Vagneur: An ode to Drifter

Tony Vagneur
Saddle Sore

He first caught my attention in ’02 or ’03, a big, beautiful blue roan who always came up to us out of curiosity when we were gathering cows from a common pasture they shared with the horses.

“How come nobody rides that roan?” I asked. “He sure is friendly.”

“You can’t trust that horse — he’d just as soon buck you off as look at you. I’m gonna send him back to Nebraska, where he came from, before somebody gets hurt.”

I’d been helping Willie Fender gather cows that spring and kept bugging him about the roan, even offering to deliver him back to Nebraska.

“Hell,” Fender finally said. “Why don’t you take him over to your place? Maybe you can get along with him.”

Hanging out in the loafing shed were my two main horses at the time, Donald and Telby, two sorrel half-brothers, and I turned Drifter in with them with a bit of trepidation.
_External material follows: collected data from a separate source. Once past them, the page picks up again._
PR #754, opened 2024-02-10
ElectrumX result validation

sneurlax:
This adds ElectrumX result validation, which for example will retry a JsonRPC.request based on `bool allowNullOrEmptyResult`, `Type expectedResultType`, and `List<String> expectedResultKeys`.

This is a draft because while these do help force a retry and ultimately provide the correct response, I have been finding that retries lead to a deluge of `_dataHandler found a null req!` messages and then subsequent responses arrive out of order.


sneurlax:
Superceded by #760, however this might still be a good idea.  I like it!

PR #759, opened 2024-02-14
Resolve zero chain height bug

sneurlax:
Thanks @Likho for these changes, I just made a change to check if there's already a completer for the coin being used.  If there is, we await/return it.  Tested working using three Litecoin wallets


sneurlax:
Superceded by #760

Issue #763, opened 2024-02-20
Fix fee estimation responses and remove temporary DOGE hackfix


sneurlax:
Fee estimation especially for Dogecoin (but probably also other low-value coins) is broken.  [This hackfix](https://github.com/cypherstack/stack_wallet/pull/767/files#diff-59dbf188da5b6547df664ab4e558f951f69792b372f40a96432ea1b9103d5b3e) was added as a temporary measure: 

```
        // If the response is -1 or null, return a temporary hardcoded value for
        // Dogecoin.  This is a temporary fix until the fee estimation is fixed.
        if (coin == Coin.dogecoin &&
            (response == null ||
                response == -1 ||
                Decimal.parse(response.toString()) == Decimal.parse("-1"))) {
          // Return 0.05 for slow, 0.2 for average, and 1 for fast txs.
          // These numbers produce tx fees in line with txs in the wild on
          // https://dogechain.info/
          return Decimal.parse((1 / blocks).toString());
          // TODO [prio=med]: Fix fee estimation.
        }
```

As deep as I've delved into the stack (_handleResponse in json_rpc_rpc-3.0.2), the responses all show as -1 or null.

PR #780, opened 2024-02-27
Dogecoin fee estimation hackfix

sneurlax:
See: #763


sneurlax:
This could be improved by also handling failures which lead to large grey boxes on the mobile send view when fees fail to calculate for any reason.  Just force them to fail by returning eg. -1 from estimateFee to reproduce

PR #814, opened 2024-03-18
Fixed build issues on windows

MrCyjaneK:
In addition
- Build machine runs win11 on bare metal
- WSL2 ubuntu 20.04 is used
- https://github.com/miketlk/secp256k1-dll <- flutter build will complain about this one.


lib/wallets/wallet/wallet_mixin_interfaces/cw_based_interface.dart
```diff
@@ -218,9 +218,10 @@ mixin CwBasedInterface<T extends CryptonoteCurrency> on CryptonoteWallet<T>
   }
 
   Future<void> _refreshTxData() async {
+    // Calling the function too quickly causes crashes.
+    await Future<void>.delayed(const Duration(seconds: 1));
```
MrCyjaneK, line 222: This was an experiment, and crashes still occured, less frequently - but this may have nothing to do with the root cause.

PR #824, opened 2024-03-25
bridge sol rpc over localhost and tor

detherminal:
should use stack wallet's official node before releasing to public to list all txs correctly, also the wallet needs optimizations because it is slow


sneurlax:
We don't have an official SOL node yet, not sure if we will set one up...

sneurlax (approved):
The code looks good.  I have not tested it.  Merging should be safe as we would still need to test in `solana` branch and merge to `staging`.

PR #841, opened 2024-04-25
Remove unused socks_socket package

sneurlax:
So the nonexistence of github.com:cypherstack/socks_socket doesn't interfere with `pub get`s

We don't use socks_socket.dart from this package, instead using it via cypherstack/tor.

Reference https://github.com/cypherstack/tor/pull/25

### DIFF
--- a/pubspec.lock
+++ b/pubspec.lock
@@ -1574,7 +1574,7 @@ packages:
     source: hosted
     version: "1.0.4"
   socks_socket:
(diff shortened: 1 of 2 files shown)


sneurlax:
Then cypherstack/socks_socket should be deleted.

sneurlax:
Superseded by https://github.com/cypherstack/stack_wallet/pull/844

PR #845, opened 2024-04-29
fix deprecated fee func and null fees.

detherminal:
Replaces the deprecated Solana fee function `getFees()` with `getFeeForMessage()`, also adds exception for null fees. tested and works.


sneurlax (approved):
LGTM!  I just wonder if we always ought to ask for the fees for 1 SOL--or how far off the estimate would be for everyday send amounts.  The difference shouldn't be drastic so a 1 SOL tx should be a decent fee approximation.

A new horse can stir up some reckless socialization, and I didn’t want anybody to get hurt. Drifter walked into the shed, turned around and stood between the two, looking out, without a fuss on anyone’s part. At that moment, I knew I was going to keep the big boy.
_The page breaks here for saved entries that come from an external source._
PR #846, opened 2024-04-29
solana fee estimation fixes

detherminal:
:)

### DIFF
--- a/lib/wallets/wallet/impl/solana_wallet.dart
+++ b/lib/wallets/wallet/impl/solana_wallet.dart
@@ -64,8 +64,7 @@ class SolanaWallet extends Bip39Wallet<Solana> {
         fundingAccount: pubKey,
         recipientAccount: pubKey,
         lamports: transferAmount.raw.toInt(),
-      ),
-      ComputeBudgetInstruction.setComputeUnitPrice(microLamports: 6000),
+      )
     ]).compile(recentBlockhash: latestBlockhash!.value.blockhash, feePayer: (await _getKeyPair()).publicKey);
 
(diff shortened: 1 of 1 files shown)


lib/wallets/wallet/impl/solana_wallet.dart
```diff
@@ -66,10 +65,8 @@ class SolanaWallet extends Bip39Wallet<Solana> {
         recipientAccount: pubKey,
         lamports: transferAmount.raw.toInt(),
       ),
-    ]).compile(
-      recentBlockhash: latestBlockhash!.value.blockhash,
-      feePayer: pubKey,
-    );
+      ComputeBudgetInstruction.setComputeUnitPrice(microLamports: 6000),
```
sneurlax, line 68: Why 6000 here?

detherminal: transfer instruction is 5000 lamports and compute unit budget instruction is 1000 lamports, total of 6k lamports

julian-CStack: > transfer instruction is 5000 lamports and compute unit budget instruction is 1000 lamports, estimated total of 6k lamports

Include this explanation in a comment please so the seemingly random 6000 is documented in code

detherminal:
Current approach of fee:
- Get only necessary transfer fee
- Add fee on top of base if it is higher than it
- Limit the tx to not use more than the specified amount

Also fixed the sent to self bug, it is working correctly now

sneurlax (approved):
Looks good to me!

PR #838, opened 2024-04-24
monero.dart clean implementation

MrCyjaneK:
depends on https://github.com/cypherstack/flutter_libmonero/pull/64

build instructions:

```
$ git clone https://github.com/MrCyjaneK/stack_wallet --branch cyjan-monerodartv2 --recursive
$ cd stack_wallet
$ rm -rf crypto_plugins/flutter_libmonero
$ git clone https://github.com/mrcyjanex/flutter_libmonero --branch cyjan-monerodartnew crypto_plugins/flutter_libmonero
$ cd scripts && ./prebuild.sh && cd ..
$ cd scripts/linux && ./build_all.sh && cd ../..
$ cd scripts/android && ./build_all.sh && cd ../..
```

PR #848, opened 2024-05-03
Monerodart -> testing integration

sneurlax:
Reference #838; basically #838 + `testing` branch (which includes Bitcoin Frost and other changes)


android/app/src/main/jniLibs/arm64-v8a/libmonero_libwallet2_api_c.so
julian-CStack, line 1: delete

android/app/src/main/jniLibs/armeabi-v7a/libmonero_libwallet2_api_c.so
julian-CStack, line 1: delete

android/app/src/main/jniLibs/x86_64/libmonero_libwallet2_api_c.so
julian-CStack, line 1: delete

scripts/android/build_all.sh
```diff
@@ -12,11 +12,11 @@ mkdir -p build
 
 PLUGINS_DIR=../../crypto_plugins
 
-(cd "${PLUGINS_DIR}"/flutter_liblelantus/scripts/android && ./build_all.sh ) &
-(cd "${PLUGINS_DIR}"/flutter_libepiccash/scripts/android && ./build_all.sh )  &
-(cd "${PLUGINS_DIR}"/flutter_libmonero/scripts/android/ && ./build_all.sh  ) &&
-set_rust_to_1720 &&
-(cd "${PLUGINS_DIR}"/frostdart/scripts/android && ./build_all.sh ) &
+(cd "${PLUGINS_DIR}"/flutter_liblelantus/scripts/android && ./build_all.sh )
+(cd "${PLUGINS_DIR}"/flutter_libepiccash/scripts/android && ./install_ndk.sh && ./build_openssl.sh && ./build_all.sh )
```
julian-CStack, line 16: libepiccash's build all script runs install ndk and openssl (or at least it did last I checked)

macos/wownero_libwallet2_api_c.dylib
julian-CStack, line 1: delete

macos/monero_libwallet2_api_c.dylib
julian-CStack, line 1: delete

lib/wallets/wallet/impl/wownero_wallet.dart
```diff
@@ -330,7 +337,9 @@ class WowneroWallet extends CryptonoteWallet with CwBasedInterface {
         //     date: DateTime.now().subtract(const Duration(
         //         days:
         //         2))); // subtract a couple days to ensure we have a buffer for SWB
-        final bufferedCreateHeight = getSeedHeightSync(wallet!.seed.trim());
+        // TODO(mrcyjanek): implement
```
julian-CStack, line 340: needs to be done asap

lib/wallets/wallet/impl/wownero_wallet.dart
```diff
@@ -441,7 +450,8 @@ class WowneroWallet extends CryptonoteWallet with CwBasedInterface {
 
         // extract seed height from 14 word seed
         if (seedLength == 14) {
-          height = getSeedHeightSync(mnemonic.trim());
+          // TODO(mrcyjanek): implement
+          height = 1; // getSeedHeightSync(mnemonic.trim());
```
julian-CStack, line 454: needs to be done asap

.fvmrc
julian-CStack, line 1: delete (otherwise we need to update this every time we update the flutter version)

.vscode/settings.json
julian-CStack, line 1: revert this change

.gitignore
julian-CStack, line 1: keeping this won't hurt since we don't need to update this

android/app/src/main/AndroidManifest.xml
julian-CStack, line 1: Any reason extractNativeLibs is specifically set here?
If there is no specific reason then I suggest reverting and letting the default be chosen by the system as described in: https://developer.android.com/guide/topics/manifest/application-element

android/app/build.gradle
julian-CStack, line 1: Reasons for this?

crypto_plugins/flutter_libmonero
julian-CStack, line 1: This requires a separate review of the changes to flutter_libmonero

julian-CStack (changes requested):
see comments

android/app/src/main/AndroidManifest.xml
MrCyjaneK: for the .so to be extracted, the ones that are marked for deletion. I'll make it a cmake install step instead if symlinking is not desired

android/app/build.gradle
MrCyjaneK: monero_c also depends on libc++_shared.so, and in early versions of this PR i was getting build errors because multiple packages were providing the dynamic library

scripts/android/build_all.sh
sneurlax: Yes it does.  Resolved by ce17fed2bdc21147ed21164d505dd01d1feac2fbe4420f8c561ba6cd0da91607

.gitignore
sneurlax: but I use fvm on macos :P

.vscode/settings.json
sneurlax: Resolved by 89a687b9715a8a69590f01da76b83c2a8424c4ee

MrCyjaneK:
@julian-CStack regarding .so/.dylib symlinks deletion, what is the preferred way to include them in the apk/.app on android/macos?

lib/wallets/wallet/impl/monero_wallet.dart
```diff
@@ -218,8 +277,8 @@ class MoneroWallet extends CryptonoteWallet with CwBasedInterface {
           final addressString =
               (CwBasedInterface.cwWalletBase as MoneroWalletBase?)
                   ?.getTransactionAddress(
-            addressInfo!['accountIndex'] as int,
-            addressInfo['addressIndex'] as int,
+            addressInfo?['accountIndex'] as int? ?? 0,
+            addressInfo?['addressIndex'] as int? ?? 0,
```
julian-CStack, line 281: Is it ok to default to 0 here? Or should there be some error?

MrCyjaneK: should be fine, there is no account switching feature in stack yet.

julian-CStack:
merged https://github.com/cypherstack/stack_wallet/tree/monerodart_testing into https://github.com/cypherstack/stack_wallet/tree/monero_merge which is based on current staging that includes a pile of generalization changes

PR #885, opened 2024-06-07
Add defaultFeeRate per ElectrumX coin and use it if fee estimates unavailable from node

sneurlax:
defaultFeeRate as used here may instead more accurately refer to the minimum (absolute) fee for relay.

### DIFF
--- a/lib/electrumx_rpc/electrumx_client.dart
+++ b/lib/electrumx_rpc/electrumx_client.dart
@@ -10,6 +10,7 @@
 
 import 'dart:async';
 import 'dart:io';
+import 'dart:math';
 
 import 'package:connectivity_plus/connectivity_plus.dart';
 import 'package:decimal/decimal.dart';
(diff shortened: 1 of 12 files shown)


lib/wallets/crypto_currency/interfaces/electrumx_currency_interface.dart
julian-CStack, line 1: Better to add the minfee rate param to BitcoinFrost class as well so we don't need to piggyback off Bitcoin

lib/electrumx_rpc/electrumx_client.dart
```diff
@@ -1113,17 +1115,23 @@ class ElectrumXClient {
...
-          // Return 0.05 for slow, 0.2 for average, and 1 for fast txs.
-          // These numbers produce tx fees in line with txs in the wild on
-          // https://dogechain.info/
-          return Decimal.parse((1 / blocks).toString());
-          // TODO [prio=med]: Fix fee estimation.
+        // If the response is -1 or null, fall back to the defaultFeeRate.
+        if (response == null ||
+            response == -1 ||
+            Decimal.parse(response.toString()) == Decimal.parse("-1")) {
+          if (CryptoCurrency is! BitcoinFrost) {
```
julian-CStack, line 1122: `if (CryptoCurrency is! BitcoinFrost)` should be `if (cryptoCurrency is! BitcoinFrost)`

sneurlax:
Those requested changes and the BigInt usage from chat have all been resolved by 713d8b0cde302b1d864052ace61850fb406613be

julian-CStack (approved):

PR #1422, opened 2026-08-04
Fix Firo OP_RETURN fee selection

navidR:
Campfire calculated Firo transaction fees without including the Rosen OP_RETURN output, so the final transaction could be underfunded and fail. This fix includes the OP_RETURN output in the fee calculation. A regression test covers 75-byte Rosen metadata and confirms normal Firo transactions are unchanged.


julian-CStack:
This should be handled with the fee calc changes in staging now

PR #1423, opened 2026-08-05
chore(xelis): bump xelis_flutter to master HEAD + xelis_dart_sdk 0.31.0

danrmiller:


danrmiller:
Superseded by #1424 (merged to staging as 78243c3f2).

Both pins this PR raised have since been taken further on staging:
- `xelis_dart_sdk` 0.30.9 -> 0.31.0 here; staging is now **0.35.1**. 0.31.0 was a cap imposed by `json_serializable` 6.11.2 pinning `json_annotation <4.10.0`, which was only in the graph because the cypherstack/tezart fork listed that codegen tool as a runtime dep. Fixed upstream in tezart as 84c56310, which lifted the cap without any codegen-toolchain realignment.
- `xelis_flutter` v0.2.1 -> `f67a02c` here; staging is now `3e5ac06c` (past f67a02c, and off the floating `branch = "dev"` Rust dep).

The `pubspec.lock` here has also gone stale and carries unrelated regressions (`cs_salvium_flutter_libs` and its platform packages downgraded 3.x -> 2.x, `coinlib`/`coinlib_flutter` and `flutter_libsparkmobile` pointing at refs staging does not use), so it is not mergeable as-is.

Nothing depends on the branch, so deleting it. The commit and diff stay accessible on this PR.

PR #1426, opened 2026-08-06
Fix intermittent "fee cannot be less than vSize" errors and Firo EX address sends

reubenyap:
Fixes intermittent fee-versus-vSize failures in legacy coin selection and restores Firo EX address sends through optimal selection.

## Changes

- Reconcile one-output, two-output, and send-all fees against the final signed vSize at the selected rate.
- Retry fixed-amount sends with another eligible UTXO when final signing increases the required fee.
- Return a built one-output transaction when the remaining value cannot form non-dust change.
- Clamp server estimates to each coin's existing default and update eCash's fallback to its [1000-atom/kB relay minimum](https://github.com/Bitcoin-ABC/bitcoin-abc/blob/677e37d9e325f9dd9d214eb0c7d0acbf49158ffe/src/policy/policy.h).
- Parse Firo EX addresses consistently for selection and transaction building.
- Keep caller-authoritative and MWEB fees unchanged.

Complementary to #1422, which fixes OP_RETURN sizing in optimal selection.

## Validation

- `flutter test --no-pub test/wallets/electrumx_interface_test.dart`: 4 passed.
- `flutter analyze --no-pub lib/wallets/crypto_currency/coins/ecash.dart lib/wallets/wallet/wallet_mixin_interfaces/electrumx_interface.dart test/wallets/electrumx_interface_test.dart`: no errors or warnings; 13 existing line-length infos.
- `dart format --output=none --set-exit-if-changed` on the three analyzed files: clean.
- `git diff refs/codex/pr1426-base HEAD --check`: clean.
- `flutter test --no-pub`: 344 passed, 4 skipped, and 1 unrelated existing failure in `create_pin_view_screen_test.dart`.

A native desktop build was not completed because CMake is unavailable in the local environment.

[GitHub Test run 33382300891](https://github.com/cypherstack/stack_wallet/actions/runs/33382300891) passed setup and changed-file formatting, then finished with 100 tests passed and 81 failed. The failures are compilation cascades because the workflow's fork fallback key stub omits four unrelated exchange constants. That workflow repair remains outside this PR.

### DIFF
--- a/lib/utilities/extensions/impl/big_int.dart
+++ b/lib/utilities/extensions/impl/big_int.dart
@@ -11,6 +11,8 @@
 import 'dart:typed_data';
 
 extension BigIntExtensions on BigInt {
+  BigInt atLeast(BigInt minimum) => this < minimum ? minimum : this;
+
   String get toHex {
     if (this < BigInt.zero) {
       throw Exception("BigInt value is negative");
--- a/lib/utilities/extensions/impl/big_int.dart
+++ b/lib/utilities/extensions/impl/big_int.dart
@@ -11,8 +11,6 @@
 import 'dart:typed_data';
 
 extension BigIntExtensions on BigInt {
-  BigInt atLeast(BigInt minimum) => this < minimum ? minimum : this;
-
   String get toHex {
     if (this < BigInt.zero) {
       throw Exception("BigInt value is negative");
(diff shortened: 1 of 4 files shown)


julian-CStack:
This should be handled with the fee calc changes in staging now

Despite the best of claims that had been given to Fender when he acquired him, Drifter was not a fully broke horse. My God, the horse was green and tried my patience with regularity. Apparently, I tried his as well, for he tried to kill me on several occasions, but only managed to buck me off once. Through it all, we gained respect for each other and we had the makings of a good team.

It took a couple of months, but toward the end of the summer, I struck a deal with Fender. The American Quarter Horse Association papers said his name was Easy Money Driftwood, going back to Joe Hancock and a Driftwood mare. A finer pedigree could not be found, at least not in my book.

Drifter was a worker in the corrals, never tiring of the routine and always intent in getting the cows where they needed to be. He had that sense — “cowy,” ranch people call it — the ability to know what a cow is thinking before she does. His big size (he weighed around 1,450 pounds when in shape, with excellent conformation and height to match) allowed him to move through the herd without argument, no matter how tight those bovines might be crowded into a pen. And if they didn’t move fast enough, he’d nip them on the butt just to make his point.

It would be impossible to detail all we did, such as spending weeks at cow camp, packing salt to the cows, pushing them up mountainsides they wanted no part of and many times just enjoying our routine of riding herd. He could pull a cow out of a bog without looking back.

At 18, he was having a great summer — he was healthy, really walking out, just alive with energy, making me wish he was younger so I’d have him longer. I rode him almost every day. His behavior was good, and my daughter remarked last month while we were stopped for lunch, “If people didn’t know his history, they’d think he’s always been a steady, calm horse.” And that’s what he mostly was.

He was the leader of the herd, keeping order and maintaining equanimity no matter the situation. They’re still waiting for him to come home.

Last Friday I awoke to find Drifter suffering from colic, a generic term for a horse’s stomachache. He was in a lot of pain, trying to roll every few seconds and looking at me with that horse sense that says, “Help me.” I kept him walking, kept him up while Margaret called Doc Canning, the vet, and waited on the road for his arrival. We knew it was serious.

After much testing and attention to detail, Canning said, “Drifter has a ruptured stomach.” He laid out other limited, high-risk options, but watching powerful Drifter trembling in pain, I knew what had to be done.

“Let’s put him down.” I couldn’t talk anymore.

My son-in-law Ty buried him here on the ranch, and it rained all that day — a cold, drizzly rain that added to the depression of the mood. Late that evening, a beautiful double rainbow came out, landing on Drifter’s grave, a fitting send-off for a great horse, a legend in his own right.

By Sunday, the reality, the suddenness of it began to burrow deep into me, and I found Drifter’s hoof prints in the ground where I’d been walking him, faint and nearly wiped out by Friday’s rain. That afternoon, the wind came up, stirring the vestiges of Drifter’s last earthly imprints skyward, gone forever, and only memories remained.